# key stuck in schlage lock



## nailkiller1 (Jan 15, 2009)

new locks 
all keyed the same 
2 work great
last one i put the key in and it wont come out
I do not want to take it apart big keypad deal
any tips
I have installed thousands of door knobs 
this is a new one


----------



## CarpenterRN (Dec 3, 2009)

Here are a couple links I found that may help get you started:

http://en.allexperts.com/q/Locksmithing-3110/key-stuck-deadbolt.htm

http://www.ehow.com/how_4700077_key-out-of-lock-quickly.html



Add: I missed the key pad part. From DK's link. "The door cannot be permanently unlocked with the key. After rotating the key to unlock the lock, you must return the key to its normal position to remove it."


----------



## dkillianjr (Aug 28, 2006)

Is it like one of these keypad locks? 

http://consumer.schlage.com/electronics/



I just put one in, and the key can not be removed unless the lock is locked. I don't know if this helps.

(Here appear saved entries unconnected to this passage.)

PR #18802, opened 2021-06-04
Add doclean target into libr/util/d/Makefile ##build

jmaselbas:
**Checklist**
- [x] Not closing issues
- [x] Not adding tests (optional)
- [x] Not adding documentation

**Description**

radare2 failed to build without using `--without-gperf` option,
with the following message: No rule to make target 'd/ascii.o',
needed by 'libr_util.so'.

I took a look into anal/d/Makefile which seems to be doing the same
thing. I noticed that it was using `all` as default target instead
of `alle` as done in util/d/Makefile. Moreover the .PHONY only mention
`all` an not `alle`, thus I believe this is a typo, and it was meant
to be `all`, fix this.

This could also be fixed by changing the `all` to `alle` target in `.PHONY`. not sure if it is a better fix.
---
edit: Maybe the issue I was having is only related to a dirty build directory.
The issue I was having can no longer be reproduced after cleaning the `libr/util/d/` directory

This commit now add a clean target to  `libr/util/d/Makefile`

### DIFF
--- a/libr/util/d/Makefile
+++ b/libr/util/d/Makefile
@@ -15,6 +15,9 @@ alle: $(F_SDB)
 	$(SDB) -t -C $@
 	test -f $@
 
+clean:
+	rm -f *.sdb *.c *.gperf
+
 install:
 	mkdir -p "$(R2_CHARSETS_PATH)"
 	for FILE in *.sdb ; do \
@@ -30,4 +33,4 @@ symstall install-symlink:
 		ln -fs "${CWD}/$$FILE" "${R2_CHARSETS_PATH}/$$FILE" ; \
 	done
 
-.PHONY: all install symstall
+.PHONY: alle clean uninstall install symstall install-symlink
--- a/libr/util/Makefile
+++ b/libr/util/Makefile
@@ -73,6 +73,7 @@ endif
 
 EXTRA_PRE+=spp_config
 EXTRA_PRE+=charsets
+EXTRA_CLEAN=doclean
 
 include ../rules.mk
 include sdb.mk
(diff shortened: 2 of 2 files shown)


trufae:
Which version of GNU Make are you using to not run the first target defined in a makefile? the name shouldnt matter much, the reason to use `alle` was to avoid overriding the `all` one that was taken from an external .mk.. i think I end up removing that .mk from the dependencies so using `all:` should be good now. Curious that this wasnt happening to any of my machines or in the CI

jmaselbas:
I am using `GNU Make 4.1` but the strange thing is that if make the `alle` target in `.PHONY` it works better.

jmaselbas:
also I don't thinks all the files are removed when calling the clean target, so I am running: `rm libr/util/d/*.c libr/util/d/*.d libr/util/d/*.sdb libr/util/d/*.o` between build (to test if the change actually fix the issue or not)

jmaselbas:
How strange,
it seems to work properly now, after cleaning all the intermediate files with `rm libr/util/d/*.c libr/util/d/*.d libr/util/d/*.sdb libr/util/d/*.o`.
This could explain why this works fine in CI but not if the build dir is dirty

trufae:
I do `git clean -xdf` or run the `meson newbuilddir`, could you extend this PR improving the clean to remove those stale files?

libr/util/d/Makefile
```diff
@@ -15,6 +15,9 @@ alle: $(F_SDB)
 	$(SDB) -t -C $@
 	test -f $@
 
+clean:
+	rm -f *.sdb *.c
```
trufae, line 19:
```suggestion
	rm -f *.sdb *.c *.gperf
```

trufae (changes requested):
Maybe worth checking the other libr/*/d that do the same, but i guess the issue was only in util.

thanks!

Thats all I know:laughing:



Dave


----------



## Tom Struble (Mar 2, 2007)

thats a great resource Shawn thanks


----------



## nailkiller1 (Jan 15, 2009)

Thanks for the help 
still stuck
It looks like it is really screwed
hope the yard is open tomorrow


----------



## Kwiksmith (Jan 16, 2010)

Was the key that is stuck a duplicate or an original that came with the new lock?

Sometimes when a key is duplicated it is possible not to cut it correctly causing the key to get trapped in the lock. You might have to pull the cylinder out and take it to a local professional who will have the key out in a couple of seconds and can tell you why it did it.


----------